WHAT NEEDS TO BE DONE. From the data below, set down exactly the lines between the one holding "Use std::strtoull / std::strtoll instead" and the one holding "terminate called after", inclusive, and no others.

**** GIVEN DATA

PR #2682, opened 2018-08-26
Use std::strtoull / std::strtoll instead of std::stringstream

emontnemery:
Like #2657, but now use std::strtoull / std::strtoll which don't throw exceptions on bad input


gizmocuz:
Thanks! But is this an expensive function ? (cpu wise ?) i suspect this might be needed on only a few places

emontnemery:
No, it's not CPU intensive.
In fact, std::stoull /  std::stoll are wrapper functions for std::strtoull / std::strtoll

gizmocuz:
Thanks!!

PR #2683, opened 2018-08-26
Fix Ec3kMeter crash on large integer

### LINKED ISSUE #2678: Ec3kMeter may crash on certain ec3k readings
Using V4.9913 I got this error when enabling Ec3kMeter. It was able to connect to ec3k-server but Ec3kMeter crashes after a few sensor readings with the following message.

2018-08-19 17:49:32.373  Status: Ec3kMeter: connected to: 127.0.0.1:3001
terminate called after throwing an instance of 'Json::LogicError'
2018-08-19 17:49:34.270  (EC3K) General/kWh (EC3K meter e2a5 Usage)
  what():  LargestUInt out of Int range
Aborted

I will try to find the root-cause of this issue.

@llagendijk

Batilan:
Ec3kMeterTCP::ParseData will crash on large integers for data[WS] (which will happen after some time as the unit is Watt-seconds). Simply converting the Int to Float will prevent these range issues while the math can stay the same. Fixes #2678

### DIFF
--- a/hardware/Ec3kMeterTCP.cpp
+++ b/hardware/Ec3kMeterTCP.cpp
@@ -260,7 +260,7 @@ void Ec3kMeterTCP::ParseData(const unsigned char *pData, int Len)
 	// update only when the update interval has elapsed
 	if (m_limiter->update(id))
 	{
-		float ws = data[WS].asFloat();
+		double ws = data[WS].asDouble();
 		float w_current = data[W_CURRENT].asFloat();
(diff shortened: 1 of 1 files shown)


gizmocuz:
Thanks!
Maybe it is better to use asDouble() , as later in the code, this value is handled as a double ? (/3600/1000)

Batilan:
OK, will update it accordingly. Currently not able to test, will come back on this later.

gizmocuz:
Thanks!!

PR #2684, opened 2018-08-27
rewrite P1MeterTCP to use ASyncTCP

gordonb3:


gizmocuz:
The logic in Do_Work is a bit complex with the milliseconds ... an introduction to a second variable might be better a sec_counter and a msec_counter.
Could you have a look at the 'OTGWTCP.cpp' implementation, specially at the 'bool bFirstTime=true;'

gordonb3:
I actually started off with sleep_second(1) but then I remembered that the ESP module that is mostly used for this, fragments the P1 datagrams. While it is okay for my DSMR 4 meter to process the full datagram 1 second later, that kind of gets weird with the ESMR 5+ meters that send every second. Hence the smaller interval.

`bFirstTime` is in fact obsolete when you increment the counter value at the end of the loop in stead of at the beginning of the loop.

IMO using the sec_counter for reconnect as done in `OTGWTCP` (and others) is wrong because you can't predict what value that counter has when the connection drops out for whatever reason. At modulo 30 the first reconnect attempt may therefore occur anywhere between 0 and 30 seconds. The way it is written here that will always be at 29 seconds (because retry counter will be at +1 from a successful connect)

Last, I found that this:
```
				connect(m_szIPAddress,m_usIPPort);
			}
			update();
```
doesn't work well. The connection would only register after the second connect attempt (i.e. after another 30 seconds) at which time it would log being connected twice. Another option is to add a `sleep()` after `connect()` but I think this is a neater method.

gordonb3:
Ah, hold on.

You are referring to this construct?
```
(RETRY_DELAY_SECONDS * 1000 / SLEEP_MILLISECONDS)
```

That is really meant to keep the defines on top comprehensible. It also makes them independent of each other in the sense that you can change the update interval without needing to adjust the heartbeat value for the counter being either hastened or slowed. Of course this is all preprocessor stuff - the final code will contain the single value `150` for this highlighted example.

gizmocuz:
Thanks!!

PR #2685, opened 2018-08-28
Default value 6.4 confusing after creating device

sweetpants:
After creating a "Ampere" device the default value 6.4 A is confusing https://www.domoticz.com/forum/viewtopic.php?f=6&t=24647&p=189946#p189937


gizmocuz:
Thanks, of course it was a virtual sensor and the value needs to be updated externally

********

SOLUTION.
Use std::strtoull / std::strtoll instead of std::stringstream

emontnemery:
Like #2657, but now use std::strtoull / std::strtoll which don't throw exceptions on bad input


gizmocuz:
Thanks! But is this an expensive function ? (cpu wise ?) i suspect this might be needed on only a few places

emontnemery:
No, it's not CPU intensive.
In fact, std::stoull /  std::stoll are wrapper functions for std::strtoull / std::strtoll

gizmocuz:
Thanks!!

PR #2683, opened 2018-08-26
Fix Ec3kMeter crash on large integer

### LINKED ISSUE #2678: Ec3kMeter may crash on certain ec3k readings
Using V4.9913 I got this error when enabling Ec3kMeter. It was able to connect to ec3k-server but Ec3kMeter crashes after a few sensor readings with the following message.

2018-08-19 17:49:32.373  Status: Ec3kMeter: connected to: 127.0.0.1:3001
terminate called after throwing an instance of 'Json::LogicError'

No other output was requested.